Stored data:

"""

PR #2754, opened 2024-01-22
[core][branch] Add branches in tags table

FangYongs:
### Purpose

Linked issue: close #2753 

Add branches column in tags table

### Tests

Added test in `TagsTableTest` to get branches

### API and Format

no

### Documentation

yes

PR #3350, opened 2024-05-20
[core] Revert branchs in TagsTable

JingsongLi:
### Purpose

Revert #2754

`TagsTableTest.testTagBranchesTable` is an unstable case where the order of branches is uncertain.

The underlying reason is that we already have branches table, which should not be recalculated in the Tags table, forming redundant information.


FangYongs:
Thanks @JingsongLi , +1

PR #3362, opened 2024-05-21
[cdc]supported schemaEvolution when restarting the paimon cdc job

MOBIN-F:
### Purpose

Restarting the flink-paimon-cdc job schemaCompatible failed when the column change/add between the stop and restart of the flink-paimon-cdc job


paimon-flink/paimon-flink-cdc/src/main/java/org/apache/paimon/flink/action/cdc/postgres/PostgresRecordParser.java
```diff
@@ -209,6 +226,18 @@ private DataType extractFieldType(DebeziumEvent.Field field) {
...
+                    return DataTypes.VARCHAR(newLength == 0 ? MIN_LENGTH : newLength);
+                } else if (paimonField.type() instanceof VarCharType) {
+                    int oldLength = ((VarCharType) paimonField.type()).getLength();
+                    return DataTypes.VARCHAR(
+                            Math.max(oldLength, newLength == 0 ? MIN_LENGTH : newLength));
+                } else if (paimonField.type() instanceof CharType) {
+                    int oldLength = ((CharType) paimonField.type()).getLength();
+                    return DataTypes.CHAR(
+                            Math.max(oldLength, newLength == 0 ? MIN_LENGTH : newLength));
+                }
```
MOBIN-F, line 240: in case "string", We cannot convert the varchar(n)/char(n) type into the string type, which will cause schemaCompatible to fail if the field changes when restarting the paimon-cdc job, because the string length of paimon is integer.max is always greater than n.
At the same time, when pg table performs column type alter(example: n changes from 10 to 20), because pg-debezium does not have ddl event, we can only get the length value n from the record

MOBIN-F:
can you help review this pr? tks @JingsongLi

JingsongLi:
CC @yuzelin

yuzelin:
Hello, can you solve the conflicts ?

MOBIN-F:
> Hello, can you solve the conflicts ?

done,please help to review this PR, thanks. @yuzelin

PR #3363, opened 2024-05-21
[core] Introduce FileSource to DataFileMeta

Aitozi:
### Purpose

This PR is the first step of the https://github.com/apache/paimon/pull/3178. Introduce the FileSource to DataFileMeta

### API and Format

"""

● Instructions for the task: I'd like an exact copy of the lines above, from the very first one through the line that contains "branches is uncertain.", with nothing else added.

● Solution below:
PR #2754, opened 2024-01-22
[core][branch] Add branches in tags table

FangYongs:
### Purpose

Linked issue: close #2753 

Add branches column in tags table

### Tests

Added test in `TagsTableTest` to get branches

### API and Format

no

### Documentation

yes

PR #3350, opened 2024-05-20
[core] Revert branchs in TagsTable

JingsongLi:
### Purpose

Revert #2754

`TagsTableTest.testTagBranchesTable` is an unstable case where the order of branches is uncertain.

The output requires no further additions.